[Start of section]

PR #4849, opened 2018-03-20
No dev null pipe

chriscool:
Any IPFS command should accept the `--help` flag even if /dev/null is not piped to it. Let's properly check that this works.  

See https://github.com/ipfs/go-ipfs/issues/4841 for more context.

### DIFF
--- a/test/sharness/t0010-basic-commands.sh
+++ b/test/sharness/t0010-basic-commands.sh
@@ -67,6 +67,8 @@ test_expect_success "All commands accept --help" '
   do
     $cmd --help >/dev/null ||
       { echo "$cmd doesnt accept --help"; echo 1 > fail; }
+    echo stuff | $cmd --help >/dev/null ||
+      { echo "$cmd doesnt accept --help when using stdin"; echo 1 > fail; }
   done <commands.txt
 
   if [ $(cat fail) = 1 ]; then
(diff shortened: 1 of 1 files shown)


chriscool:
The error in Jenkins is:
```
expecting success: 
  ipfs shutdown
Error: Post http://127.0.0.1:38163/api/v0/shutdown?encoding=json&stream-channels=true: EOFnot ok 14 - shutdown succeeds
#	
#	  ipfs shutdown
#	
```

chriscool:
The error in circle Ci is:

```
expecting success: 
    test_kill_repeat_10_sec $IPFS_PID
  
not ok 29 - 'ipfs daemon' can be killed
#	
#	    test_kill_repeat_10_sec $IPFS_PID
#	  
```

It doesn't look related either.

chriscool:
I don't understand what codecov complains about.

Stebalien:
Don't know. Maybe we don't run unit tests when code isn't changed?

Kubuxu:
We have some code paths it tests that randomly might not run thus resulting in lower coverage. Pushed https://github.com/ipfs/go-ipfs/pull/4867

chriscool:
@Kubuxu ok can you merge this PR?

whyrusleeping:
Needs a rebase

chriscool:
Rebased.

[End of section]

## THE PROBLEM
Retype the entries exactly, including every line.

## RESPONSE BELOW
PR #4849, opened 2018-03-20
No dev null pipe

chriscool:
Any IPFS command should accept the `--help` flag even if /dev/null is not piped to it. Let's properly check that this works.  

See https://github.com/ipfs/go-ipfs/issues/4841 for more context.

### DIFF
--- a/test/sharness/t0010-basic-commands.sh
+++ b/test/sharness/t0010-basic-commands.sh
@@ -67,6 +67,8 @@ test_expect_success "All commands accept --help" '
   do
     $cmd --help >/dev/null ||
       { echo "$cmd doesnt accept --help"; echo 1 > fail; }
+    echo stuff | $cmd --help >/dev/null ||
+      { echo "$cmd doesnt accept --help when using stdin"; echo 1 > fail; }
   done <commands.txt
 
   if [ $(cat fail) = 1 ]; then
(diff shortened: 1 of 1 files shown)


chriscool:
The error in Jenkins is:
```
expecting success: 
  ipfs shutdown
Error: Post http://127.0.0.1:38163/api/v0/shutdown?encoding=json&stream-channels=true: EOFnot ok 14 - shutdown succeeds
#	
#	  ipfs shutdown
#	
```

chriscool:
The error in circle Ci is:

```
expecting success: 
    test_kill_repeat_10_sec $IPFS_PID
  
not ok 29 - 'ipfs daemon' can be killed
#	
#	    test_kill_repeat_10_sec $IPFS_PID
#	  
```

It doesn't look related either.

chriscool:
I don't understand what codecov complains about.

Stebalien:
Don't know. Maybe we don't run unit tests when code isn't changed?

Kubuxu:
We have some code paths it tests that randomly might not run thus resulting in lower coverage. Pushed https://github.com/ipfs/go-ipfs/pull/4867

chriscool:
@Kubuxu ok can you merge this PR?

whyrusleeping:
Needs a rebase

chriscool:
Rebased.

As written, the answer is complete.